PR #5430, opened 2018-10-27
Made ViewController call super.viewDidAppear to allow hooks for screen tracking

almilli:
Using the Firebase Analytics api for iOS (https://firebase.google.com/) and using the MOE backend, the analytics will not generate "screen_view" events either automatically or manually due to the fact the IOSUIViewController overrides the `viewDidAppear(boolean)` method, but does not call `super.viewDidAppear(boolean)`.  So firebase thinks there are no screens showing and does not track the screen view.  In addition, it also does not let you manually set the screen information (to hook it up to scene2d screen views) because it requires at least one view controller appears before doing so.

This issue fixes the issue with Firebase Analytics not detecting that a view controller has appeared so even manual screen tracking gets ignored and you would see this log line:
```
2018-10-26 17:51:11.407667-0700 app-analytics-example[694:1165898] 5.11.0 - [Firebase/Analytics][I-ACS031003] setScreenName:screenClass: must be called after a view controller has appeared
```

### DIFF
--- a/backends/gdx-backend-moe/src/com/badlogic/gdx/backends/iosmoe/IOSUIViewController.java
+++ b/backends/gdx-backend-moe/src/com/badlogic/gdx/backends/iosmoe/IOSUIViewController.java
@@ -59,6 +59,7 @@ class IOSUIViewController extends GLKViewController {
 
 	@Override
 	public void viewDidAppear (boolean animated) {
+		super.viewDidAppear(animated);
 		if (app.viewControllerListener != null)
 			app.viewControllerListener.viewDidAppear(animated);
 	}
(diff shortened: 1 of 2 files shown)


obigu:
Good find! Can you please add it to the RoboVM backend as well?

Just to complete, Apple docs warn super must be called if viewDidAppear is overridden https://developer.apple.com/documentation/uikit/uiviewcontroller/1621423-viewdidappear
> You can override this method to perform additional tasks associated with presenting the view. If you override this method, you must call super at some point in your implementation.

almilli:
@obigu I've added the one for RoboVM too.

====

▸ Exercise brief: Among the entries above, how many lines have the string "java" in them? Only the number should be given.

▸ Written solution: 2